PR #159, opened 2021-04-20
Support glob pattern for epicsEnvShow

dirk-zimoch:
Tested on RHEL-7, vxWorks 5.5, vxWorks 6.9 and Windows (using wine).

### DIFF
--- a/modules/libcom/src/misc/epicsString.c
+++ b/modules/libcom/src/misc/epicsString.c
@@ -259,35 +259,40 @@ size_t epicsStrnLen(const char *s, size_t maxlen)
     return i;
 }
 
-int epicsStrGlobMatch(const char *str, const char *pattern)
+int epicsStrnGlobMatch(const char *str, size_t len, const char *pattern)
 {
-    const char *cp = NULL, *mp = NULL;
+    const char *mp = NULL;
+    size_t cp = 0, i = 0;
 
-    while ((*str) && (*pattern != '*')) {
-        if ((*pattern != *str) && (*pattern != '?'))
+    while ((i < len) && (str[i]) && (*pattern != '*')) {
+        if ((*pattern != str[i]) && (*pattern != '?'))
             return 0;
         pattern++;
-        str++;
+        i++;
     }
-    while (*str) {
+    while ((i < len) && str[i]) {
         if (*pattern == '*') {
             if (!*++pattern)
                 return 1;
             mp = pattern;
-            cp = str+1;
+            cp = i+1;
         }
-        else if ((*pattern == *str) || (*pattern == '?')) {
+        else if ((*pattern == str[i]) || (*pattern == '?')) {
             pattern++;
-            str++;
+            i++;
         }
         else {
             pattern = mp;
-            str = cp++;
+            i = cp++;
         }
     }
     while (*pattern == '*')
         pattern++;
     return !*pattern;
+}
+
+int epicsStrGlobMatch(const char *str, const char *pattern) {
+    return epicsStrnGlobMatch(str, (size_t)-1, pattern);
 }
 
 char * epicsStrtok_r(char *s, const char *delim, char **lasts)
--- a/modules/libcom/src/misc/epicsString.c
+++ b/modules/libcom/src/misc/epicsString.c
@@ -23,6 +23,15 @@
 #include <errno.h>
 #include <ctype.h>
 
+#ifndef vxWorks
+#include <stdint.h>
+#else
+/* VxWorks automaticaly includes stdint.h defining SIZE_MAX in 6.9 but not earlier */
+#ifndef SIZE_MAX
+#define SIZE_MAX (size_t)-1
+#endif
+#endif
+
 #include "epicsAssert.h"
 #include "epicsStdio.h"
 #include "cantProceed.h"
@@ -292,7 +301,7 @@ int epicsStrnGlobMatch(const char *str, size_t len, const char *pattern)
 }
 
 int epicsStrGlobMatch(const char *str, const char *pattern) {
-    return epicsStrnGlobMatch(str, (size_t)-1, pattern);
+    return epicsStrnGlobMatch(str, SIZE_MAX, pattern);
 }
 
 char * epicsStrtok_r(char *s, const char *delim, char **lasts)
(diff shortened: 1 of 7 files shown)


modules/libcom/src/misc/epicsString.h
```diff
@@ -36,6 +36,7 @@ LIBCOM_API char * epicsStrnDup(const char *s, size_t len);
 LIBCOM_API int epicsStrPrintEscaped(FILE *fp, const char *s, size_t n);
 #define epicsStrSnPrintEscaped epicsStrnEscapedFromRaw
 LIBCOM_API size_t epicsStrnLen(const char *s, size_t maxlen);
+LIBCOM_API int epicsStrnGlobMatch(const char *str, size_t len, const char *pattern);
 LIBCOM_API int epicsStrGlobMatch(const char *str, const char *pattern);
```
anjohnson, line 50: Could you add Doxygen comments here for the new routine (see `epicsStrSimilarity()` lower down if you need an example), and maybe for the old one too while you're at it. The `@since` keyword for the new API should say `@since UNRELEASED` and will be populated by whoever makes the next release.

The wording from the AppDevGuide about original routine could be used, it said just:
> `epicsStrGlobMatch` returns non-zero if `str` matches the shell wild-card `pattern`.

modules/libcom/src/misc/epicsString.c
```diff
@@ -259,37 +259,42 @@ size_t epicsStrnLen(const char *s, size_t maxlen)
...
+            i = cp++;
         }
     }
     while (*pattern == '*')
         pattern++;
     return !*pattern;
 }
 
+int epicsStrGlobMatch(const char *str, const char *pattern) {
+    return epicsStrnGlobMatch(str, (size_t)-1, pattern);
```
anjohnson: The `(size_t)-1` here gives off a bad smell.

C99 requires stdint.h to define `SIZE_MAX` which IMHO would be the best solution here, but we never used stdint.h in EPICS because VxWorks didn't support C99 until VxWorks 6. I believe you are the last EPICS developer who has been trying to build the EPICS 7 core on VxWorks 5.5 – are you still doing that, or have you given it up?

modules/libcom/src/osi/os/vxWorks/osdEnv.c
```diff
@@ -86,14 +87,12 @@ LIBCOM_API void epicsStdCall epicsEnvUnset (const char *name)
...
-    if (name == NULL) {
-        envShow (0);
-    }
-    else {
-        const char *cp = getenv (name);
-        if (cp == NULL)
-            printf ("%s is not an environment variable.\n", name);
-        else
-            printf ("%s=%s\n", name, cp);
+    extern char **ppGlobalEnviron;
```
anjohnson: Might be worth a comment: `/* Used in 'environ' macro but not declared in envLib.h */`

anjohnson (changes requested):
Overall this looks very promising, thanks for working on it.

There are a series of tests for the `epicsStrGlobMatch()` routine in modules/libcom/test/epicsStringTest.c which I assume all still pass after your changes. We also need tests for the new API, to show that `len` interacts properly with the `str` and `pattern` parameters. Please extend the tests for that.

Some additional comments and requests inline below.

modules/libcom/src/misc/epicsString.h
dirk-zimoch: Two similar Doxygen comments or one for both, `epicsStrGlobMatch` and `epicsStrnGlobMatch`? (If that is even possible?)

modules/libcom/src/misc/epicsString.c
dirk-zimoch: I am still using vxWorks 5.5.
I could use `~0L` or define SIZE_MAX if it is not available otherwise. Or make a stdint.h header file for vxWorks 5.

dirk-zimoch: Hm... not even VxWorks 6.7 finds stdint.h. It works with 6.9.
VxWorks 6.7 indeed has stdint.h, twice in fact:

- diab/5.7.0.0/include/cnew/stdint.h
- vxworks-6.7/target/usr/h/stdint.h

But I use the gnu compiler, not the diab and target/usr/h is not in the include path.
I tried to modify configure/os/CONFIG.Common.vxWorksCommon but that creates conflicts with other files like vxTypes.h.

I think stdint.h is not usable before vxWorks 6.9 (or maybe 6.8 which I don't have installed).

modules/libcom/src/misc/epicsString.h
mdavidsaver: Please avoid duplication.  eg. associate the bulk of the content with `epicsStrGlobMatch()`, with a short description of the difference and a `@see` reference for `epicsStrnGlobMatch()`.

modules/libcom/src/misc/epicsString.c
mdavidsaver: MSVC has been the other holdout for C99.  I guess vxworks is unlikely to have the POSIX alternative `inttypes.h`.  Personally I still use `(size_t)-1` in C code.  I also see an incorrect definition in `epicsSingletonMutex.cpp`, although present usage is inconsequential.
https://github.com/epics-base/epics-base/blob/b00130493fe695fad623e509bda9d507fccec019/modules/libcom/src/cxxTemplates/epicsSingletonMutex.cpp#L22-L24

anjohnson: Maybe epicsTypes.h should `#include <stdint.h>` except on VxWorks <= 6.7 and before MSVC started, where we would define and document the things that we rely on, initially just `SIZE_MAX`? Eventually I can see us redefining some the epics types in terms of the stdint.h types, once we insist on C99 compiler support (EPICS 7.1).

dirk-zimoch: I found this today:
../../src/factory/FieldCreateFactory.cpp:577: warning: converting of negative value `-0x00000000000000001' to `size_t'
So it is not unusual to cast -1 to size_t. At least I do it explicitly :-)

dirk-zimoch: Turns out that VxWorks 6.9 automatically includes stdint.h via vxWorks.h which is included using a compiler option in all vxWorks builds. Thus checking if SIZE_MAX is defined for vxWorks is sufficient and no complicated version check is required.

dirk-zimoch:
Tests added, doxygen added, `SIZE_MAX` used,  comment added to `ppGlobalEnviron`.

mdavidsaver (approved):
Looks ok to me.

@anjohnson Do you want to do any vxworks testing prior to merge?

anjohnson (approved):
I don't need to test this on VxWorks myself since Dirk has already done that. Approve.

mdavidsaver:
Applied as b777233efb06fa4e988c4f0738b0270dd3d095a3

_ _ _ _ _

The answer is the run of lines above from the line containing "len) && (str[i])" through the line containing "((*pattern == *str)", copied exactly and alone.

## REPLY:
+    while ((i < len) && (str[i]) && (*pattern != '*')) {
+        if ((*pattern != str[i]) && (*pattern != '?'))
             return 0;
         pattern++;
-        str++;
+        i++;
     }
-    while (*str) {
+    while ((i < len) && str[i]) {
         if (*pattern == '*') {
             if (!*++pattern)
                 return 1;
             mp = pattern;
-            cp = str+1;
+            cp = i+1;
         }
-        else if ((*pattern == *str) || (*pattern == '?')) {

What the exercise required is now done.